Hey guys!
So I've been improving recently on my SAT CR (today I took just a CR section from an official past test and got a 730! This is a huge jump from my previous 590-650 range. However, on the actual test I might have scored lower b/c I just took the CR (I would've been fatigued after many sections), and I knew a good deal of the vocab on this test).
I’ve heard the statement “the right answer must be right and the wrong answer must be wrong” for the SAT CR section. I’ve still had some trouble figuring out this statement and what it means in context of CR. There are a few occasions where I don’t quite understand why the right answer is right and the wrong answer is wrong (in the context of passage based reading).

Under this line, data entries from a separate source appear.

PR #91, opened 2024-01-11
Support basic QoS settings

Yadunund:
~# TODO~
- [x] Check whether PubCache can always be created or only if TRANSIENT_LOCAL qos
- [x] Set Zenoh congestion appropriately. (Default Drop except with RELIABLE and KEEP_ALL).
~- [ ] Call ze_querying_subscriber_get() when a TRANSIENT_LOCAL publisher is discovered with matching endpoints.~
- [x] Update QoS compatibility checking methods.

This PR provides support for the following QoS settings:
- Depth
- History (`KEEP_ALL` and`KEEP_LAST`)
- Durability (`VOLATILE` and `TRANSIENT_LOCAL`)
- Reliability (`RELIABLE` and `BEST_EFFORT`)

It also updates the liveliness tokens to forward serialized qos information. Graph introspection methods are also updated.
Before testing, remember to restart any running zenoh routers and kill existing ros2 daemons.

> Note: PublicationCache only works when time-stamping is enabled for peers in the zenoh configs. 

Test below where publisher has durability `VOLATILE` buyt subsciption has durability `TRANSIENT_LOCAL`. The QoS properties including History, Durability, and Reliability should be correctly populated when 

```bash
# terminal 1
ros2 topic pub /chatter std_msgs/msg/String '{data: 1}' --qos-reliability reliable --qos-durability transient_local --qos-history keep_last --qos-depth 7 --rate 0.001
```

```bash
# terminal 2
ros2 topic echo /chatter --qos-durability transient_local --qos-reliability reliable --qos-history keep_last --qos-depth 7 --no-lost-messages

# you should see the single message that was published printed in the terminal
```

**Note: The `--no-lost-messages` flag is needed or else `ros2topic` strategy will try to create a [subscription with event callback](https://github.com/ros2/ros2cli/blob/426d6e9c6a3b6d3ec7dac5f1b222e389be5d4318/ros2topic/ros2topic/verb/echo.py#L238-L257) which will fail as the methods are not implemented. The `catch` block will create another subscription without the event but the message is not received in this case.**

```bash
# terminal 3

ros2 topic info -v /chatter

Type: std_msgs/msg/String

Publisher count: 1

Node name: _ros2cli_716307
Node namespace: /
Topic type: std_msgs/msg/String
Topic type hash: INVALID
Endpoint type: PUBLISHER
GID: 00.00.00.00.00.00.00.00.00.00.00.00.00.00.00.00
QoS profile:
  Reliability: RELIABLE
  History (Depth): KEEP_LAST (7)
  Durability: TRANSIENT_LOCAL
  Lifespan: 0 nanoseconds
  Deadline: 0 nanoseconds
  Liveliness: AUTOMATIC
  Liveliness lease duration: 0 nanoseconds

Subscription count: 1

Node name: _ros2cli_716424
Node namespace: /
Topic type: std_msgs/msg/String
Topic type hash: INVALID
Endpoint type: SUBSCRIPTION
GID: 00.00.00.00.00.00.00.00.00.00.00.00.00.00.00.00
QoS profile:
  Reliability: RELIABLE
  History (Depth): KEEP_LAST (7)
  Durability: TRANSIENT_LOCAL
  Lifespan: 0 nanoseconds
  Deadline: 0 nanoseconds
  Liveliness: AUTOMATIC
  Liveliness lease duration: 0 nanoseconds



```


Yadunund:
With the qos methods implemented, `actions` also work**

```bash
# terminal 1
ros2 run action_tutorials_cpp fibonacci_action_server 
```

```bash
# terminal 2
ros2 run action_tutorials_cpp fibonacci_action_client 


[INFO] [1705560511.794785988] [fibonacci_action_client]: Sending goal
[INFO] [1705560511.794917049] [rmw_zenoh_cpp]: [rmw_send_request]
[INFO] [1705560511.796353630] [rmw_zenoh_cpp]: [rmw_take_response]
[INFO] [1705560511.796443000] [fibonacci_action_client]: Goal accepted by server, waiting for result
[INFO] [1705560511.796472320] [rmw_zenoh_cpp]: [rmw_send_request]
[INFO] [1705560511.796863030] [fibonacci_action_client]: Next number in sequence received: 0 1 1 
[INFO] [1705560512.797255312] [fibonacci_action_client]: Next number in sequence received: 0 1 1 2 
[INFO] [1705560513.797292703] [fibonacci_action_client]: Next number in sequence received: 0 1 1 2 3 
[INFO] [1705560514.797283484] [fibonacci_action_client]: Next number in sequence received: 0 1 1 2 3 5 
[INFO] [1705560515.797236973] [fibonacci_action_client]: Next number in sequence received: 0 1 1 2 3 5 8 
^C[INFO] [1705560516.232405866] [rclcpp]: signal_handler(signum=2)

```

** Killing the client process does not cancel the goal and the server will continue to publish feedback messages. This should be resolved with @clalancette's fixes to service/clients.

rmw_zenoh_cpp/src/detail/liveliness_utils.cpp
```diff
@@ -84,18 +86,128 @@ static const std::unordered_map<std::string, EntityType> str_to_entity = {
...
+ *
+ * <ReliabilityKind>:<DurabilityKind>:<HistoryKind>,<HistoryDepth>"
+ * Where:
+ *  <ReliabilityKind> - enum value from rmw_qos_reliability_policy_e.
+ *  <DurabilityKind> - enum value from rmw_qos_durability_policy_e.
+ *  <HistoryKind> - enum value from rmw_qos_history_policy_e.
+ *  <HistoryDepth> - The depth number.
+ */
+// TODO(Yadunund): Rely on maps to retrieve strings.
+std::string qos_to_keyexpr(rmw_qos_profile_t qos)
```
clalancette, line 158: Can you give an idea of what the keyexpression for QoS profiles looks like currently?  It kind of seems to me that it would be filled with enum numbers, but I could be wrong.

rmw_zenoh_cpp/CMakeLists.txt
```diff
@@ -21,6 +21,7 @@ find_package(rcutils REQUIRED)
 find_package(rosidl_typesupport_fastrtps_c REQUIRED)
 find_package(rosidl_typesupport_fastrtps_cpp REQUIRED)
 find_package(rmw REQUIRED)
+find_package(rmw_dds_common REQUIRED)
```
clalancette, line 24: I'm not a huge fan of linking to `rmw_dds_common`, mostly because it could confuse people about what `rmw_zenoh_cpp` is.  At the same time, there is quite a bit of code in https://github.com/ros2/rmw_dds_common/blob/rolling/rmw_dds_common/src/qos.cpp that would be somewhat unfortunate to duplicate.

I guess I'll ask; how compatible are the current QoS settings between Zenoh and DDS?  What are the things that are always going to remain different between them?

rmw_zenoh_cpp/config/DEFAULT_RMW_ZENOH_ROUTER_CONFIG.json5
```diff
@@ -69,7 +69,7 @@
   timestamping: {
     /// Whether data messages should be timestamped if not already.
     /// Accepts a single boolean value or different values for router, peer and client.
-    enabled: { router: true, peer: false, client: false },
+    enabled: { router: true, peer: true, client: false },
```
clalancette, line 74: Can you explain a little more about what this change does, and why we had it set to `false` before?

rmw_zenoh_cpp/src/detail/liveliness_utils.cpp
```diff
@@ -84,18 +86,128 @@ static const std::unordered_map<std::string, EntityType> str_to_entity = {
...
+  }
+
+  try {
+    qos.history = str_to_qos_history.at(history_parts[0]);
+    qos.reliability = str_to_qos_reliability.at(parts[0]);
+    qos.durability = str_to_qos_durability.at(parts[1]);
+  } catch (const std::exception & e) {
+    return std::nullopt;
+  }
+  sscanf(history_parts[1].c_str(), "%zu", &qos.depth);
```
clalancette: I don't think we should use `sscanf` to turn a string into an integer here.  It is too easy to misuse it, it doesn't report errors that well, and it is probably slow.

Instead I think we should probably use `strtoul`, with code similar to https://github.com/ros2/rmw_zenoh/blob/d49f9763253417da68062cadabfe30a2e0450f2b/rmw_zenoh_cpp/src/rmw_zenoh.cpp#L2168-L2188

clalancette (changes requested):
Besides what I left inline, I have two overall comments:

1.  When I'm running this code with `ros2 run demo_nodes_cpp talker`, I'm seeing a segfault on exit.  That doesn't seem to be the case on the `rolling` branch, so I think it bears looking into.
2.  I did some testing of TRANSIENT_LOCAL vs. VOLATILE on DDS and on Zenoh.  The one place where they differ is if the publisher is volatile, and the subscription is transient_local.  With Fast-DDS, in that case no data is transmitted and we get an Incompatible QoS warning.  With this PR in place, we don't get the incompatible QoS warning and data *is* transmitted.  If possible, I think it would be best if we could keep the semantics the same (at least for now).

rmw_zenoh_cpp/src/detail/liveliness_utils.cpp
Yadunund: I tried to explain in the docstring above this function defn. Copied below for reference.
```
/**
 * <ReliabilityKind>:<DurabilityKind>:<HistoryKind>,<HistoryDepth>"
 * Where:
 *  <ReliabilityKind> - enum value from rmw_qos_reliability_policy_e.
 *  <DurabilityKind> - enum value from rmw_qos_durability_policy_e.
 *  <HistoryKind> - enum value from rmw_qos_history_policy_e.
 *  <HistoryDepth> - The depth number.
 */
 ```
 
 Would it be clearer to include an example?

File: rmw_zenoh_cpp/config/DEFAULT_RMW_ZENOH_ROUTER_CONFIG.json5 (hunk 3 above)
Comment (Yadunund) [reply rmw_zenoh_cpp/config/DEFAULT_RMW_ZENOH_ROUTER_CONFIG.json5:74]: I included a note in the PR description
```
> Note: PublicationCache only works when time-stamping is enabled for peers in the zenoh configs.
```
I'll add some documentation inside the config

**Comment by Yadunund** [comment]
> When I'm running this code with ros2 run demo_nodes_cpp talker, I'm seeing a segfault on exit. That doesn't seem to be the case on the rolling branch, so I think it bears looking into.

I was able to reproduce this with a clean build and uncovered why we're seeing this after merging the latest `rolling` into this branch:
1. Turns out we've had [shm enabled in the session config](https://github.com/ros2/rmw_zenoh/blob/d49f9763253417da68062cadabfe30a2e0450f2b/rmw_zenoh_cpp/config/DEFAULT_RMW_ZENOH_SESSION_CONFIG.json5#L237) while it is [disbaled in the router config](https://github.com/ros2/rmw_zenoh/blob/d49f9763253417da68062cadabfe30a2e0450f2b/rmw_zenoh_cpp/config/DEFAULT_RMW_ZENOH_ROUTER_CONFIG.json5#L237). But it should have been disabled in the session config as we observed memory leaks in shm and decided to not have it enabled by default.
2. As a result, we've been initializing [shm_manager in all sessions](https://github.com/ros2/rmw_zenoh/blob/a9b424505c55411dd37db402eae91663673980e8/rmw_zenoh_cpp/src/rmw_init.cpp#L181-L193) and actually getting memory for the published messages [from the shm_manager](https://github.com/ros2/rmw_zenoh/blob/a9b424505c55411dd37db402eae91663673980e8/rmw_zenoh_cpp/src/rmw_zenoh.cpp#L879-L881).
3. I tracked the cause of the segfault to be [these lines that drop the shm_manager](https://github.com/ros2/rmw_zenoh/blob/a9b424505c55411dd37db402eae91663673980e8/rmw_zenoh_cpp/src/rmw_init.cpp#L348-L350) when shutting down the context. 
4. In https://github.com/ros2/rmw_zenoh/pull/95, we disabled all other features including `zenoh/shared-memory` and I think that's why we're seeing the sefault.
5.  I've pushed https://github.com/ros2/rmw_zenoh/pull/91/commits/a9b424505c55411dd37db402eae91663673980e8 which disables shm in the session config which resolves the issue. I also tried enabling build with `zenoh/shm-manager` feature but the segfault still happens if the config enables shm. We need more insights from zettascale on what other features we need to enable, eg `unstable`. For now I think disabling shm in the session config is the best way forward.

**Comment by Yadunund** [comment]
> I did some testing of TRANSIENT_LOCAL vs. VOLATILE on DDS and on Zenoh. The one place where they differ is if the publisher is volatile, and the subscription is transient_local. With Fast-DDS, in that case no data is transmitted and we get an Incompatible QoS warning. With this PR in place, we don't get the incompatible QoS warning and data is transmitted. If possible, I think it would be best if we could keep the semantics the same (at least for now).

Thanks for doing that test. I'm not sure if I agree with that behavior. Imo the subscription should still continue receiving new messages from the publisher BUT with a warning printed that older messages will not be received. But having said that, I'm surprised the implementation here does not throw the same error since we fully reuse [rmw_dds_common::qos_profile_check_compatibility](https://github.com/ros2/rmw_dds_common/blob/ae7df87714cccf4d7ad54dcd00201f4931f2060f/rmw_dds_common/src/qos.cpp#L87-L139) and hence my comment here https://github.com/ros2/rmw_zenoh/pull/91#discussion_r1464295727. 🤔 
Looking into it.

File: rmw_zenoh_cpp/CMakeLists.txt (hunk 2 above)
Comment (Yadunund) [reply rmw_zenoh_cpp/CMakeLists.txt:24]: imo the biggest difference is the lack of QoS settings, specifically `reliability` for publishers. Zenoh separates control over message resending, memory usage (buffering) and message dropping. 
The reason I chose to reuse some of the methods from `rmw_dds_common` is to ensure qos compatibility checks and generation of adapted qos profiles will remain the same for users coming from DDS based rmws.

File: rmw_zenoh_cpp/src/detail/liveliness_utils.cpp (hunk 4 above)
Comment (Yadunund) [reply rmw_zenoh_cpp/src/detail/liveliness_utils.cpp]: Done https://github.com/ros2/rmw_zenoh/pull/91/commits/52d16cb5027bb58f9ebb379b36428f149dea09f2

File: rmw_zenoh_cpp/config/DEFAULT_RMW_ZENOH_ROUTER_CONFIG.json5 (hunk 3 above)
Comment (Yadunund) [reply rmw_zenoh_cpp/config/DEFAULT_RMW_ZENOH_ROUTER_CONFIG.json5:74]: Done https://github.com/ros2/rmw_zenoh/pull/91/commits/34f2623fe781ad68fcf0abf7107cd99dd341de89

**Comment by Yadunund** [comment]
> > I did some testing of TRANSIENT_LOCAL vs. VOLATILE on DDS and on Zenoh. The one place where they differ is if the publisher is volatile, and the subscription is transient_local. With Fast-DDS, in that case no data is transmitted and we get an Incompatible QoS warning. With this PR in place, we don't get the incompatible QoS warning and data is transmitted. If possible, I think it would be best if we could keep the semantics the same (at least for now).
> 
> Thanks for doing that test. I'm not sure if I agree with that behavior. Imo the subscription should still continue receiving new messages from the publisher BUT with a warning printed that older messages will not be received. But having said that, I'm surprised the implementation here does not throw the same error since we fully reuse [rmw_dds_common::qos_profile_check_compatibility](https://github.com/ros2/rmw_dds_common/blob/ae7df87714cccf4d7ad54dcd00201f4931f2060f/rmw_dds_common/src/qos.cpp#L87-L139) and hence my comment here [#91 (comment)](https://github.com/ros2/rmw_zenoh/pull/91#discussion_r1464295727). 🤔 Looking into it.

After some digging, with `Fast-DDS`, the warning message is thrown because of qos incompatibility from the [default_incompatibile_qos_callback](https://github.com/ros2/rclcpp/blob/a5221336f64e9754377e5391663dc6c7f3da3975/rclcpp/src/rclcpp/subscription_base.cpp#L133C15-L133C48). Since we don't support events yet, I think this isn't being flagged. But also since the zenoh transport can handle such qos mismatches, I don't think we will need to flag it? It's one of the reasons I left this [todo](https://github.com/ros2/rmw_zenoh/blob/52d16cb5027bb58f9ebb379b36428f149dea09f2/rmw_zenoh_cpp/src/detail/graph_cache.cpp#L688) in the impl here. I'm not sure if we should report incompatibility to match DDS behavior since zenoh transport can handle the differences.

**Comment by Yadunund** [comment]
Went back and forth on whether to rely on a blocking vs non-blocking channel for making the liveliness query at startup. 

~~I think we should stick to blocking for now (https://github.com/ros2/rmw_zenoh/pull/91/commits/78ab5a18f9c3deda2490246ad5f4115b10d42bea). Rationale is fewer threads needed (i think) and perhaps more accurate results when using CLI tools like `ros2 topic list` as the graph cache will be fully updated by the end of `rmw_init`.~~
~~It's better to rely on a non-blocking channel to avoid CLI tools waiting indefinitely when there are no other nodes in the graph.~~

After clarification from zettascale, we should stick to a `blocking` channel https://github.com/ros2/rmw_zenoh/commit/2ad493d518c06d827df7f8a8d7da1acdfea9bd4a.

**Comment by Yadunund** [comment]
I've set the `SystemDefault` depth to 1 via https://github.com/ros2/rmw_zenoh/pull/91/commits/1298abd1ea3124b4a1bca54c4eec6795206766d8.

The default depth is 1 in [rmw_cyclonedds](https://github.com/ros2/rmw_cyclonedds/blob/f3d802e3c7ae3331e88868cda010bf9c17dd0655/rmw_cyclonedds_cpp/src/rmw_node.cpp#L2196-L2197).

File: rmw_zenoh_cpp/CMakeLists.txt (hunk 2 above)
Comment (clalancette) [reply rmw_zenoh_cpp/CMakeLists.txt:24]: In order to move forward with this PR, I say we take the dependency for now.  But I'm also going to suggest that we open up a new issue to revisit this, and possibly drop the dependency in the future.

File: rmw_zenoh_cpp/src/detail/liveliness_utils.cpp [hunk 5]
```diff
@@ -84,18 +88,147 @@ static const std::unordered_map<std::string, EntityType> str_to_entity = {
...
+
 std::string zid_to_str(z_id_t id)
 {
   std::stringstream ss;
   ss << std::hex;
   size_t i = 0;
-  for (; i < (sizeof(id.id) - 1); i++) {
-    ss << static_cast<int>(id.id[i]) << ".";
+  for (; i < (sizeof(id.id)); i++) {
+    ss << static_cast<int>(id.id[i]);
```
clalancette, line 122: This is changing the string representation of the zid from XX.YY.ZZ to XXYYZZ.  Can you explain the reasoning behind this?

rmw_zenoh_cpp/src/detail/liveliness_utils.cpp
clalancette: Yeah, I think an example would help, thanks.

rmw_zenoh_cpp/src/detail/liveliness_utils.cpp
```diff
@@ -84,18 +88,147 @@ static const std::unordered_map<std::string, EntityType> str_to_entity = {
...
+      result.push_back(keyexpr.substr(prev_idx + 1, idx - prev_idx - 1));
+    }
+  } catch (const std::exception & e) {
+    printf("%s\n", e.what());
+    return {};
+  }
+  // Finally add the last substr.
+  result.push_back(keyexpr.substr(delim_idx.back() + 1));
+  return result;
+}
```
clalancette: Looking at the implementation of this function, it actually seems like this is unnecessarily iterating over the string twice: once to find the delimiters, and then again to copy the substrings into the vector.

But we should be able to make this more efficient by just iterating once.  Basically we iterate, looking for the delimiter, and copying into the result as we go along.  Something like this:

```
std::vector<std::string> split_keyexpr(
  const std::string & keyexpr,
  const char delim)
{
  std::vector<std::string> result = {};
  size_t start = 0;
  size_t end = keyexpr.find(delim);
  while (end != std::string::npos) {
    result.push_back(keyexpr.substr(start, end - start));
    start = end + 1;
    end = keyexpr.find(delim, start);
  }
  result.push_back(keyexpr.substr(start));
  return result;
}
```

In some basic benchmarking locally, this is about twice as fast as the current implementation.

rmw_zenoh_cpp/src/rmw_zenoh.cpp
```diff
@@ -55,6 +55,10 @@
 #include "rmw/validate_namespace.h"
 #include "rmw/validate_node_name.h"
 
+#include "rmw_dds_common/qos.hpp"
+
+#define RMW_ZENOH_DEFAULT_HISTORY_DEPTH 1;
```
clalancette: I think we agreed to change this to 10, 100, or possibly 256 (the default Zenoh queue size).

rmw_zenoh_cpp/src/rmw_zenoh.cpp
```diff
@@ -1231,14 +1280,19 @@ rmw_create_subscription(
...
-    sub_data->reliable = true;
+  // Adapt any 'best available' QoS options
+  sub_data->adapted_qos_profile = *qos_profile;
+  rmw_ret_t ret = rmw_dds_common::qos_profile_get_best_available_for_topic_subscription(
+    node, topic_name, &sub_data->adapted_qos_profile, rmw_get_publishers_info_by_topic);
+  if (RMW_RET_OK != ret) {
+    RMW_SET_ERROR_MSG("Failed to obtain adapted_qos_profile.");
+    return nullptr;
   }
+  // If a depth of 0 was provided, the RMW implementation can set the depth to a default.
```
```suggestion
  // If a depth of 0 was provided, the RMW implementation should choose a suitable default.
```

rmw_zenoh_cpp/src/rmw_zenoh.cpp
```diff
@@ -1306,19 +1359,71 @@ rmw_create_subscription(
...
+      z_move(callback),
+      &sub_options
+    );
+    if (!z_check(std::get<ze_owned_querying_subscriber_t>(sub_data->sub))) {
+      RMW_SET_ERROR_MSG("unable to create zenoh subscription");
+      return nullptr;
+    }
   }
+  // Create a regular subscriber for all other durability settings.
+  else {
```
```suggestion
  } else {
    // Create a regular subscriber for all other durability settings.
```

clalancette (changes requested):
I did another review pass.  This is looking pretty good in general, just a few things to cleanup and followup on.

rmw_zenoh_cpp/CMakeLists.txt
Yadunund: Done https://github.com/ros2/rmw_zenoh/issues/104

rmw_zenoh_cpp/src/detail/liveliness_utils.cpp
Yadunund: This was a minor "optimization" I did to reduce the number of bytes in the keyexpression and reduce bandwidth.

rmw_zenoh_cpp/src/detail/liveliness_utils.cpp
Yadunund: Done https://github.com/ros2/rmw_zenoh/pull/91/commits/c807b34855ffbb454c0056c2fa02d1759cf64116

rmw_zenoh_cpp/src/detail/liveliness_utils.cpp
Yadunund: Doh I don't know why the original was so complicated. Updated to your more efficient approach https://github.com/ros2/rmw_zenoh/pull/91/commits/009837101b2f70e3b6cae2db88a45cbbd742a4cb

rmw_zenoh_cpp/src/rmw_zenoh.cpp
Yadunund: Done https://github.com/ros2/rmw_zenoh/pull/91/commits/e85d45d6d3796b08dc7983562aa025d5ed4a8a56

rmw_zenoh_cpp/src/detail/liveliness_utils.cpp
```diff
@@ -84,18 +88,136 @@ static const std::unordered_map<std::string, EntityType> str_to_entity = {
...
+    qos.reliability = str_to_qos_reliability.at(parts[0]);
+    qos.durability = str_to_qos_durability.at(parts[1]);
+  } catch (const std::exception & e) {
+    RMW_SET_ERROR_MSG_WITH_FORMAT_STRING("Error setting QoS values from strings: %s", e.what());
+    return std::nullopt;
+  }
+  // Get the history depth.
+  errno = 0;
+  char * endptr;
+  int64_t num = strtol(history_parts[1].c_str(), &endptr, 10);
```
clalancette: Given that `qos.depth` is a [size_t](https://github.com/ros2/rmw/blob/9b3d9d0e3021b7a6e75d8886e3e061a53c36c789/rmw/include/rmw/types.h#L574), I think we should use `strtoul` here:

```suggestion
  unsigned long num = strtoul(history_parts[1].c_str(), &endptr, 10);
```

clalancette (changes requested):
I've left one more relatively minor change.  Once that is done, I think this is good to go in.

clalancette (approved):
I just pushed some minor cpplint fixes.  With that, I'm happy with this, so once CI comes back green I'm going to go ahead and merge this.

Can someone clear this statement up for me? And give me an example as well (I want to be able to know when I get a wrong answer during a passage question, and most importantly, WHY).
Thanks!
AtharvaLarva
I think I’ve read a similar statement somewhere on CC about looking for why an answer is WRONG. The logic is that when we find an answer we like, we often try to prove (in our heads) to ourselves why it is right, why it works. But by doing this we often become myopic, maybe even forgetting a huge fact. So, instead of proving why a question is right, try to prove why it’s wrong. Many answers are obviously wrong, but the SAT often makes you distinguish between two ambivalent responses. This would be a good time to prove one of the responses wrong, right?
It’s pretty simple:
In CR passages, 3-4 answers can be eliminated due to a word or phrase in the answer itself. These choices are demonstrably WRONG.
The right answer can be found in the passage. This answer is demonstrably right.
My one quibble is that in hard questions, only three answer choices can be eliminated as demonstrably wrong, leaving two choices, the answer and the distractor. The distractor is NOT demonstrably wrong, but it’s not in the passage.